# EXERCISE DIRECTIONS
Using the word "publishArtifact" as the filter, copy each matching line from the records.

▼

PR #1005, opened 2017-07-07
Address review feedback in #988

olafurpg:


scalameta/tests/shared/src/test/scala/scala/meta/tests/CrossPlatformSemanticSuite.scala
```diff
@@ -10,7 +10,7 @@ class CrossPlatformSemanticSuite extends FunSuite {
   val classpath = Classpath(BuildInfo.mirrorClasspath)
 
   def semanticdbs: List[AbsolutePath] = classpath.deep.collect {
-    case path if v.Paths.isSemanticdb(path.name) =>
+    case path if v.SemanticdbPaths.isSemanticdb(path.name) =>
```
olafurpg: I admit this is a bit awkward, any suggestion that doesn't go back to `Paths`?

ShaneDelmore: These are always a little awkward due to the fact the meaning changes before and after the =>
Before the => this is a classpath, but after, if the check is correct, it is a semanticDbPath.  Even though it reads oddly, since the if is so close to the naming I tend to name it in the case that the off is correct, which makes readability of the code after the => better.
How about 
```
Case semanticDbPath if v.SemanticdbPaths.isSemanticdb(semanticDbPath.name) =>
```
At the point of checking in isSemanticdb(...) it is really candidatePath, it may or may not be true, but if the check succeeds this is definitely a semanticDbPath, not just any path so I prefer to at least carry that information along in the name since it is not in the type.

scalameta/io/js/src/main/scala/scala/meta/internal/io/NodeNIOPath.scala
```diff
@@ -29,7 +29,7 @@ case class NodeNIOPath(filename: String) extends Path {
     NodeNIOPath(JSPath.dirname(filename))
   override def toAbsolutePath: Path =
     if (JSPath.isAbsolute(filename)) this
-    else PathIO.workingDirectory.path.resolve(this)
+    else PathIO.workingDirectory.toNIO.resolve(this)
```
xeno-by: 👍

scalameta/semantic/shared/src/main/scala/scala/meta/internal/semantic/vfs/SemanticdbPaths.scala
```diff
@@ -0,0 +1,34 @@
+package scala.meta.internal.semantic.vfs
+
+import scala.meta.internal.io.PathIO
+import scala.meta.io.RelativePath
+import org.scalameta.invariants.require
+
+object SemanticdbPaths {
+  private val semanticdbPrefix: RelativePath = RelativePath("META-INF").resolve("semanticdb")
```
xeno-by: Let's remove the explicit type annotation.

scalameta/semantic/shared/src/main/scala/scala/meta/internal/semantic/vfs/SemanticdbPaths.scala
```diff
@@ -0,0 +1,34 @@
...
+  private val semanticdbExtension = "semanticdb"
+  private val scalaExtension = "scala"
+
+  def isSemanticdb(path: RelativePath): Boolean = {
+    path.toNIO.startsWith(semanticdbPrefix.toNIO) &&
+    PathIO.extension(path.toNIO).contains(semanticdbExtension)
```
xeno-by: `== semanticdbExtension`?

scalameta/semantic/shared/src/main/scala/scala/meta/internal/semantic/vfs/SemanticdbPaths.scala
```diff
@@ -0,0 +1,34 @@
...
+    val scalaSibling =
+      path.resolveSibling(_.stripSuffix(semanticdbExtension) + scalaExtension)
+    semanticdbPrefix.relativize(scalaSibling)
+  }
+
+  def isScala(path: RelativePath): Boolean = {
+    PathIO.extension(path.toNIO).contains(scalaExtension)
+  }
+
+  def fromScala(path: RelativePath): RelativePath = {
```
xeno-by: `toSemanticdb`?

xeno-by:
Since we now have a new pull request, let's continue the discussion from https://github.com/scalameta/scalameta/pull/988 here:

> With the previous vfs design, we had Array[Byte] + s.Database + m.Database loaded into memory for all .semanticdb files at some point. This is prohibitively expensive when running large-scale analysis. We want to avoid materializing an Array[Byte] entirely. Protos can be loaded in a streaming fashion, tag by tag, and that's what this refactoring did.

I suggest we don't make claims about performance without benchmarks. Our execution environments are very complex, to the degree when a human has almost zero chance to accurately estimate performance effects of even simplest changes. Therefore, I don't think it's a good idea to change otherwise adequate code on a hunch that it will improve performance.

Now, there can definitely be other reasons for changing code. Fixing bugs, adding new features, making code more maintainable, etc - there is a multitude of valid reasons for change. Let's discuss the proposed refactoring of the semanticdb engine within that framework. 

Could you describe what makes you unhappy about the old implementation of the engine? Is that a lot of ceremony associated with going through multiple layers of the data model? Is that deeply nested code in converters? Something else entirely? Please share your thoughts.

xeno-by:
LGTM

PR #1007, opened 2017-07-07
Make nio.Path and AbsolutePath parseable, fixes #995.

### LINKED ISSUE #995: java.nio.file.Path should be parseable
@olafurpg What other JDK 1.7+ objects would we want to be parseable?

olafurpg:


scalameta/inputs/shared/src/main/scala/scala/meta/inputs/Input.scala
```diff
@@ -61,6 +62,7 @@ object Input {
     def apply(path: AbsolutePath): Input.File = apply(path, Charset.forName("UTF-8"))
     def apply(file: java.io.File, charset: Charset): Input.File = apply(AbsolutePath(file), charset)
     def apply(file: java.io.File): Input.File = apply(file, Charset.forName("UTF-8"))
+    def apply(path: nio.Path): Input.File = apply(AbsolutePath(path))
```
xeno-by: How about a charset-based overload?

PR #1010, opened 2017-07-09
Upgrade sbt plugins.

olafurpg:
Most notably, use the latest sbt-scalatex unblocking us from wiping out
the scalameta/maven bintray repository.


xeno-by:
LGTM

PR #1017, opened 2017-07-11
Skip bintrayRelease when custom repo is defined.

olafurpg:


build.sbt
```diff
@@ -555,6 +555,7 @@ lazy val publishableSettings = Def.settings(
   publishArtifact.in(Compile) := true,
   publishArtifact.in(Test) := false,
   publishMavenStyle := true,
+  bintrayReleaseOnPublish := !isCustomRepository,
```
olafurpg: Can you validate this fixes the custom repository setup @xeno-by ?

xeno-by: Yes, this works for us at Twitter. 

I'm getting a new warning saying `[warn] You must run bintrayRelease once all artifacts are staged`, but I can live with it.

▲

# RESULT
   publishArtifact.in(Compile) := true,
   publishArtifact.in(Test) := false,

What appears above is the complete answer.